[Jprogramming] parsing nif.xml, part 2 of n

Raul Miller Wed, 12 Feb 2014 10:51:44 -0800

Previously, in
http://jsoftware.com/pipermail/programming/2014-February/034926.html I went
through a basic illustration of sax/xml. There are more examples at
http://www.jsoftware.com/jwiki/Addons/xml/sax


And, if you deploy something based on J in a corporate context, it would be
a good idea to remind them that if need be they can hire the people at ISI
to support these kinds of applications. Good managers tend to like
redundancy - they are dealing with people and it's important to have
somewhere to turn in the event of problems. (Not that people ever have
problems or anything...) This suggests error handling and error reporting
and strategies and tactics for isolating and coping with errors might be
useful subject of study.

Anyways, in "part 1" I hard coded rules expressing what I wanted to extract
from the xml file. The code would only extract that one thing. This can be
useful in some cases, but in other cases we might need something more data
driven. In the case of nif.xml we have a single huge xml file and we might
want to extract different elements from it.
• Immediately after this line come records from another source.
PR #110, opened 2020-05-14
WIP

### LINKED ISSUE #49: App is stuck in a loop if the inventory is full
The app will run in a loop if this screen pops up:

It should exit if this screen is detected.

MathewSachin:
I'll be working on this branch till the Kotlin PR (#108) gets merged.

- Better names for a few Activities, Fragments, etc.
- A message is shown on the AutoSkill list screen when there are no items.
- Fix: Withdraw region varies depending on whether you have Command Spells/Quartz.
- Make the Stop button RED when recording.
- Fix: App is stuck in a loop if the inventory is full (fixes #49).
- Automatically turn ON Ignore Notch calculations for Samsung users.
- Foreground service type: Media Projection.
- Card priority view is horizontal.
- Reset exitRequested before starting script (just in case)
- Ignore case when sorting Autoskill Configs by name

### Preferred Support
- Don't display .png after CE name in list.
- Renamed built-in CEs to more friendly names. This will only matter for new users or people who extract Support Images again.
- Ignore case when sorting preferred Servants/CEs.
- Handle blank values in preferred Support correctly
- Give priority to later servant ascensions

### AutoSkill Maker
- AutoSkill maker is shown as a button in Skill Command EditText dialog.
- Fixed a bug in Autoskill maker's `selectEnemyTarget`.
- Autoskill maker transitions are smoother.
- AutoSkill Maker Back button based on the current view.

### CN/TW
- Enabled use of `Game Server = CN/TW`
- Added the minimum necessary images to make the script function on CN/TW
- CN card type images were updated for the new card designs.
- Only uses images which are available based on the selected `Game Server` in result screen checks
- Lottery script displays error on CN/TW


app/src/main/java/com/mathewsachin/fategrandautomata/ui/MainActivity.kt
```diff
@@ -126,7 +126,11 @@ class MainActivity : AppCompatActivity(), PreferenceFragmentCompat.OnPreferenceS
                 // This initiates a prompt dialog for the user to confirm screen projection.
                 startActivityForResult(instance.mediaProjectionManager.createScreenCaptureIntent(), requestMediaProjection)
             }
-            else instance.start()
+            else {
+                if (instance.start()) {
+                    instance.showForegroundNotification()
+                }
+            }
```
reconman, line 133:
```suggestion
            else if (instance.start()) {
                instance.showForegroundNotification()
            }
```

reconman:
In the Skill Maker, the NP selection doesn't display the order of the selected NPs. Should we introduce `1st` `2nd` and `3rd` when you select them?

Also a field where you can see the current `SkillCommand` String would be nice because it reminds you of what you already put in.

reconman:
Found a bug by playing around:
1. Do a fresh installation (you could back up app settings with Titanium backup)
2. Set up Accessibility and accept MediaProjection
3. Click on the play button

Then the message `java.lang.IllegalStateException: dir.listFiles() must not be null` appears

reconman:
Also opening the Support settings crashes the app now, I already had that in the `kt` branch.

reconman:
The 2 last problems are fixed.

I just discovered another interesting thing: if you do a video recording and you're currently in vertical mode (home screen) and then open FGO, it will look like this: https://i.imgur.com/4qJ9P5C.mp4

MathewSachin:
I intentionally did it like that. We can't change the recording size during MediaProjection, so on rotation it automatically fits. So, I always start MediaProjection in landscape size.

PR #115, opened 2020-05-22
Show dialogs using Accessibility Service

MathewSachin:
Since showing dialogs from a service is disabled by some manufacturers, I'm creating a view similar to a dialog as an Accessibility Overlay.

- Instead of notification, we now get dialogs to show Script exit messages. The script still vibrates on exit.
- Error messages have a copy button which will copy the error to clipboard.
- Auto Skill picker is shown on script start if you have Auto Skill enabled. The last one you used is selected by default. The selected Auto Skill settings has been removed from the UI.


MathewSachin:
If Support Image Maker is shown this way, we won't have to worry about it not showing on some devices.
The code can also be much simplified then, we can generate the images into the app's private cache directory like Android recommends and move only the images (renamed) which the user wants to the `Fate-Grand-Automata/support` folder.
Option for generating Friend images can also be added without making it too bothersome for the user. Right now, they have to delete what they don't want. We can change it to keep what you want, ignore the rest.

PR #120, opened 2020-05-26
GitHub Pages Website

MathewSachin:
We really need a website with a button to download the app. Some users are not familiar with GitHub and are having trouble downloading the app. So, I quickly put up a basic website.

docsify is good and all, but it's more suited for programmer tools, we're more of an end-user app.

Screenshot (116)

### DIFF
--- a/README.md
+++ b/README.md
@@ -7,6 +7,8 @@
 
 Auto-battle app for Fate/Grand Order Android.  
 
+Download from our [Website](https://MathewSachin.github.io/Fate-Grand-Automata).
+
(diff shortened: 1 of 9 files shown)


MathewSachin:
Let's just put up a website now, we can tweak it later.

reconman:
I'm still at work, so I can't do a full review, but you can build the same kind of cover page in docsify: https://docsify.js.org/#/cover

I personally hate writing HTML myself, so I prefer docsify's markdown => HTML translation.

MathewSachin:
Yeah, I saw cover pages, but we need to do api call to GitHub Releases to get the latest download link.

BTW, you can use markdown files on GitHub pages too. No need for any other libraries.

Worse, the file is something of an ad-hoc collection of rules. In one
sense, it is documentation on file formats for a large collection of games.
In another sense, it's an extension of several different programs used by
people modifying those games. One code base is in python (
https://github.com/amorilia/niflib) and another code base is in C++ (
http://niftools.sourceforge.net/wiki/NifSkope) and I guess I am starting
here, building a code base in J (though I currently have no intention of
supporting all of those games - I've other plans), and there could easily
be additional uses of the file.

What this means is that I would like to parse this file a number of  times,
each time extracting a bit of information which is relevant to whatever I
happen to be focusing on. I may never be interested in the file as a whole
- that's someone else's "job".

Now I could of course edit the code from part 1, and then run it, each time
I want to extract something different. That could be a very good coding
exercise also. But there's another part of the xml/sax addon that I could
also use: x2j.

So let's invent some requirements, so we can write some code.
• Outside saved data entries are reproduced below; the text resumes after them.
PR #128, opened 2020-05-31
Fix usage of DisplayMetrics

### LINKED ISSUE #121: Script won't play, immediately throws error "after Resolution Change"

Using v0.12.0

Done, app had been running fine previously.

**Describe the bug**
Script immediately stops after pressing play button (on support selection screen or battle screen) and throws up a bunch of code.

**Screenshots**
Screenshot_20200526-212133_Nova Launcher
Screenshot_20200526-212112_Fate_GO

 - Device model: Samsung Galaxy S9
 - Screen size: 2960x1440
 - Android Version: Android 10
 - RAM: 4GB

MathewSachin:
DisplayMetrics are re-read on starting the script or dragging play button (fixes #121).

Also fixes the problem of play button not moving freely on Nox.

### DIFF
--- a/app/src/main/java/com/mathewsachin/fategrandautomata/accessibility/ScriptRunnerUserInterface.kt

I'm going to define a verb 'compound' which takes an argument which must
match the name= attribute from nif.xml of a <compound> element.
Furthermore, I am going to define a noun 'Version' and I am going to strip
from the result any <add> elements whose ver1= attribute has a larger
version or whose ver2= attribute has a smaller version.
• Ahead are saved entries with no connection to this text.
Issue #150, opened 2020-07-02
Lottery Script for TW server


the3dsandwich:
Hi,

I came across this project a couple weeks back and has been using it in Gilfest 2018 (currently running in TW). Super thanks for this app to exist!

Now I want to see if I can help contribute to making the lottery script work for TW server. I'm new to Kotlin or android development but I can try learning it. Also, as I'm on TW serve I can help extract any images if needed.

Thanks again for this great app!

MathewSachin:
That's really great @the3dsandwich that you're willing to contribute.

Getting the Lottery script to work should be quite simple, even if you're new to Kotlin.

1. First, enable the lottery script for TW
https://github.com/MathewSachin/Fate-Grand-Automata/blob/cc63a13b623ee6bc18c97a8d6d09b49cc7dab6ab/app/src/main/java/com/mathewsachin/fategrandautomata/scripts/entrypoints/AutoLottery.kt#L40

(Caution: there are multiple versions of the nif.xml file itself - for
example, consider
https://github.com/throttlekitty/nifxml/commits/master/nif.xml - but there
are also versions of the .nif files which get documented by the underlying
nif.xml. I am actually focusing on the .nif version. Distinctions which
seem subtle in theory are rather blatant in practice.)

Nif versions are described using the same format as ip addresses. In other
words, version 20.6.5.0 (Epic Mickey) will be represented in a .nif file as:
   256 #. 20 6 5 0
335938816

So.. code:

require 'xml/sax/x2j'

x2jclass 'nifxml'

extract=:4 :0
  Name=: x
  process fread y
)

NB. nif versioning:
vton=: 256 #. '.' 0&".;._1@, ]
Version=: vton '4.0.0.2' NB. Morrowind

'Items' x2jDefn NB. dispatch xml event handlers
  /        := Result : Result=: ''
  compound := cEnd y : x cStart y
  add      := aEnd y : x aStart y
  add      := aChr y
)

NB. --------- "low level" implementation --------
Interesting=: 0

ver1=: (>: vton)`1:@.(-:&_1@]) atr bind 'ver1'
ver2=: (<: vton)`1:@.(-:&_1@]) atr bind 'ver2'
showStart=:4 :0
  if. Interesting do.
    atrs=. ([,'="',],'"'"_)&.>/"1 }.attributes x
    Result=: Result,'<',(;:inv (<y),atrs),'>'
  end.
)

showEnd=:3 :0
  if. Interesting do.
    Result=: Result,'</',y,'>',LF
  end.
)

showCharacters=: 3 :0
  if. Interesting do.
    Result=: Result,y
  end.
)

NB. ------- "glue" ------------------------------
cStart=:4 :0 NB. event handlers for <compound>
  if. Name -: atr 'name' do.
    Interesting=: 1
  end.
  x showStart y
)
cEnd=:3 :0
  showEnd y
  Interesting=: 0
)

aStart=:4 :0  NB. event handlers for <add>
  WasInteresting=: Interesting
  Interesting=: Interesting * (ver1 * ver2) Version
  x showStart y
)
aEnd=:3 :0
  showEnd y
  Interesting=: WasInteresting
)
aChr=: showCharacters

-------------------------------------------------------------------------------------

Example use:
   'Header' extract_nifxml_ 'c:\users\rdmiller\desktop\furniture\nif.xml'
<compound><add type="HeaderString">'NetImmerse File Format x.x.x.x'
(versions <= 10.0.1.2) or 'Gamebryo File Format x.x.x.x' (versions >=
10.1.0.0), with x.x.x.x the version written out. Ends with a newline
character (0x0A).</add>
<add type="FileVersion" default="0x04000002" ver1="3.3.0.13">The NIF
version, in hexadecimal notation: 0x04000002, 0x0401000C, 0x04020002,
0x04020100, 0x04020200, 0x0A000100, 0x0A010000, 0x0A020000, 0x14000004,
...</add>
<add type="ulittle32" ver1="3.3.0.13">Number of file objects.</add>
</compound>

There are several things worth noting here:

First, the result here is much simpler than the version I posted in "part
1". This file represents documentation for a lot of games, and a good part
of that information is not relevant to this particular game.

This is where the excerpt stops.